Capability 3: Knowledge Organization & Retrieval

What it replaces: Confluence, SharePoint, Notion sprawl; tribal knowledge in people's heads

How it works:

User asks: "What's our policy on remote work?"
        Agent searches knowledge base
        Agent: "Remote work policy (updated March 2024):
                - 3 days/week in office minimum
                - Core hours 10am-3pm
                - Equipment stipend $500/year
                Want me to show the full policy or help with something specific?"

Key Design Principles:

  1. Conversational retrieval, not search results

    • Don't show: 47 matching documents
    • Show: The answer, with source citation
  2. Knowledge capture from policies

    • Policies automatically become queryable knowledge
    • "What's the approval limit for travel?" → Finds from policy
  3. Context-aware answers

    • Agent knows who's asking
    • Different answer for manager vs. new hire
  4. Living documentation

    • When policy changes, knowledge updates automatically
    • No stale documentation problem
  5. Capture tribal knowledge

    • "How do we usually handle X?" can be saved as knowledge
    • Turn one-off answers into reusable knowledge

Interface Pattern:

┌─────────────────────────────────────────────────────────┐
│  Ask anything...                                 🎤     │
│  ─────────────────────────────────────────────────────  │
│  "How do I get reimbursed for conference travel?"       │
└─────────────────────────────────────────────────────────┘
┌─────────────────────────────────────────────────────────┐
│  For conference travel reimbursement:                   │
│                                                         │
│  1. Submit expense within 30 days of travel            │
│  2. Include receipts for anything over $25             │
│  3. Per diem is $75/day for meals (no receipts needed) │
│  4. Pre-approval required for international travel     │
│                                                         │
│  📎 Source: Travel Policy (updated Nov 2024)           │
│                                                         │
│  Should I start an expense report for you?             │
│  [Yes, start expense]  [Show full policy]              │
└─────────────────────────────────────────────────────────┘

4. Value Proposition Checklist

Every feature must deliver on at least one:

✅ Eliminates SI Dependency

  • Can policy maker configure without consultant?
  • Is setup self-service?
  • Can changes be made without IT ticket?

✅ Shrinks Operations Team

  • Does this replace a human task?
  • Is the agent doing work, not just assisting?
  • Would a 50-person company NOT need an ops hire for this?

✅ Instant Policy Changes

  • Can policy be changed in natural language?
  • Is the change live immediately?
  • Is there no deployment/release cycle?

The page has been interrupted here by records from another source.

PR #1296, opened 2021-01-11
api docs cleanup

tehn:
standardized `@module` instead of classmod. prepend `lib.` to lib modules. remove cruft.

this still needs some work, but it's an improvement.


tehn:
merging this since it's just docs

dndrks:
woop! all the `lib.`-prepended stuff isn't accessible -- do we need to do a docs reorg as well?

tehn:
huh, will fix. something happened between local and web

PR #1304, opened 2021-01-18
ldoc comment fixes

catfact:
fix a few ldoc warnings: arguments out of order in ldoc comments, extra colons, mixing `@param` with `@tparam`

there are still quite a few warnings thrown by `ldoc` invocation, mostly due to use of `@module`. 

it would be kind of nice to fix all the warnings so that we can actually pay attention to them. (the argument-mismatch warnings are really useful since those are actual documentation bugs.)


tehn:
thanks for the fixes and yes this is on my todo list

head up, i think you have an old version of `ldoc` as the generated html now has links to v5.1 (whereas it was previously v5.2)

but no worries, i'll regen it before the next release

tehn (approved):

PR #1308, opened 2021-01-24
implmements dedicated drawing thread

catfact:
screen drawing commands now have their own event loop, serviced by a dedicated thread.
other threads do not touch the cairo instance, so locks in `screen.c` are now disabled.

for the most part, there is no change to lua or weaver

however, some commands must now be asynchronous:
`peek`, `text_extents` and newly added `current_point`.

these lua functions now have no return value,
and callbacks for their respective results are registered by weaver in `_norns`,
with some defaults defined in `norns.lua`.
(but no further work has been done on the lua API for async results.)

other changes:
- `screen.text_center` and `screen_text_right` are now implemented as separate weaver commands,
  so they execute synchronously.
- `text_extents` gets the full results in addition to width and height

*testing status* :
have done only basic testing of `screen.extents`, with this script:
https://github.com/catfact/norns-tests/blob/master/screen_async_extents.lua

there may be bugs.

----

_PS: please just ignore the spurious softcut change_


catfact:
ugh sorry something went wrong here

PR #1309, opened 2021-01-24
Screen events, attempt 3.5

catfact:
screen drawing commands now have their own event loop, serviced by a dedicated thread.
other threads do not touch the cairo instance, so locks in `screen.c` are now disabled.

for the most part, there is no change to lua or weaver
(besides the trivial change from `screen_` to `screen_event` in lua->C glue functions)

however, some commands must now be asynchronous:
`peek`, `text_extents` and newly added `current_point`.

these lua functions now have no return value,
and callbacks for their respective results are registered by weaver in `_norns`,
with some defaults defined in `norns.lua`.
(but no further work has been done on the lua API for async results.)

other changes:
- `screen.text_center` and `screen_text_right` are now implemented as separate weaver commands,
  so they execute synchronously.
- `text_extents` gets the full results in addition to width and height

*testing status* :
have done only basic testing of `screen.extents`, with this script:
https://github.com/catfact/norns-tests/blob/master/screen_async_extents.lua

there may be bugs.

----

_PS: please just ignore the spurious softcut change_


catfact:
heads up that there is presently some bug in `text_right`

tehn:
i will review the code shortly, and tomorrow dan and i will test this with a large number of scripts. thanks for your work on this!

catfact:
ok. fixed center and right aligment fns.

if you are gonna modify existing scripts, i think you will quickly find that the coroutine approach outlined in op-linked test script is only reasonable way to handle it to avoid a callback hell. 

and it comes with caveats: breaking up the drawing routine via `coroutine.yield()` means that other event handlers could fire before it resumes. so any state that is used for drawing and might change in the meantime should be cached locally or something.

tehn (commented):
reviewed, looks great. testing tomorrow.

tehn:
proposition:

add arg to text functions to specify maximum width in pixels, after which text is truncated. this seems to be a common reason for using extents

dndrks:
quick heads up -- `util.trim_string_to_width` uses text extents: https://github.com/monome/norns/blob/main/lua/lib/util.lua#L79-L91

after a quick search, a few scripts use this util:
- arp index
- cheat codes
- drum room
- takt
- timber

catfact:
wow ok, that function is a performance disaster anyway, so indeed let's think of something else and implement it in C.

`screen.text_bounded(string, width)`?

catfact:
PS pretty trivial, but in case it's helpful here's what i used to clone all community scripts. (for subsequent `ack`/`find`)
https://gist.github.com/catfact/5521e15a66bc39474782f8751319460f

catfact:
added `screen.text_trim(text, width)`. this has a dedicated screen event type.

if desired, `width` could be added as an optional parameter to `screen.text()` instead. 

either way, seems to work. however. a flow like this will no longer work:
```
- take an arbitrary string 
- trim the string to fit in a given width using `trim`
- get the actual width of the trimmed string using `extents`
```

because the trimmed string is never returned to lua.

tehn:
awesome, thank you

i believe to effectively address the existing uses of the text extents util function we'd need to address center and right aligned text as well, which makes me think perhaps having it be an additional param to each function would make sense.

catfact:
ok, well in that case i guess i wil yank the dedicated event type b/c it seems silly to have 6 of them. (regardless of the lua API.) 
 
its hackish but might just go for a magical rule like, negative width == don't trim.

tehn:
i think that makes sense. also magic rule could just be zero?

catfact:
this is stale, and i believe superceded by the bigger screen module rewrite.

tlubke:
> my understanding was wrong - the other change in question doesn't move surface rendering off the main thread. (does it? correct me if i'm wrong @tlubke )

@catfact
You're correct, the surface rendering still happens on the main thread. I'm gonna look into merging this with #1650, do you think you'll get around to rebasing it? Or should I just rebase my branch and do a manual merge with this one?

catfact:
hey @tlubke, thanks! to be honest i don't know when i can get around to rebasing and re-testing this one. if you have time and energy to check it out i'd certainly appreciate it, but no pressure either.

tlubke:
> hey @tlubke, thanks! to be honest i don't know when i can get around to rebasing and re-testing this one. if you have time and energy to check it out i'd certainly appreciate it, but no pressure either.

I'll see if I can get anywhere with it in the next month.

tehn:
combined as #1720

PR #1311, opened 2021-01-25
Osc remote options

catfact:
add option for the single-argument OSC patterns `/remote/[enc|key]/n d`  in addition to the 2-argument patterns `/remote/[enc|key] n d`.

this allows the remote function to be used with limited/inflexible clients like TouchOSC.

supercollider client code looks like this:
```
~norns_addr = NetAddr("norns.local", 10111);

~enc = { arg n, d;
	~norns_addr.sendMsg('/remote/enc', n, d);
};

// other option:
~enc = { arg n, d;
	~norns_addr.sendMsg(("/remote/enc/"++n).asSymbol, d);
};

~enc.value(1, 8);
~enc.value(1, -8);

```

### DIFF
--- a/lua/core/osc.lua
+++ b/lua/core/osc.lua
@@ -78,24 +78,23 @@ local function param_handler(path, args)
   end
 end
 
+
 local function remote_handler(path, args)
   local cmd = string.sub(path, 1,11)
-  if cmd=="/remote/key" then    
-    if #args > 1 then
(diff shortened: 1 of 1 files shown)


catfact:
(oh to be clear, this is just a proposal, to take or leave.)

tehn (approved):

✅ Knowledge Always Available

  • Is information retrievable conversationally?
  • Is there a single source of truth?
  • Does it eliminate "ask Bob, he knows"?

Red flags (features that don't fit):

  • "Requires initial setup workshop" ❌
  • "Configure in admin settings" ❌
  • "Integrate with your existing..." ❌ (v1 should be complete)
  • "Training required for advanced features" ❌

5. Design Principles

Principle 1: AI Does, Human Confirms

Wrong: AI assists human doing work
Right: AI does work, human confirms/approves

Wrong: "Here's a draft invoice for you to review and edit"
Right: "I created the invoice. It's ready to send. [Send] [Edit first]"

Principle 2: Natural Language Everything

Wrong: Forms with fields
Right: Conversation that extracts what's needed

Wrong: "Select department: [dropdown]"
Right: "Who's this for?" → Agent figures out department

Principle 3: Policy Before Rejection

Wrong: User submits → Error: "Exceeds limit"
Right: User types intent → "This needs approval because [policy]" → User decides to proceed

User should never be surprised by a policy.

Principle 4: Zero Training for Basic Tasks

Wrong: "See documentation for how to submit expenses"
Right: "I need to expense lunch" → Agent handles everything

If a new employee can't accomplish basic tasks on day 1 without training, we've failed.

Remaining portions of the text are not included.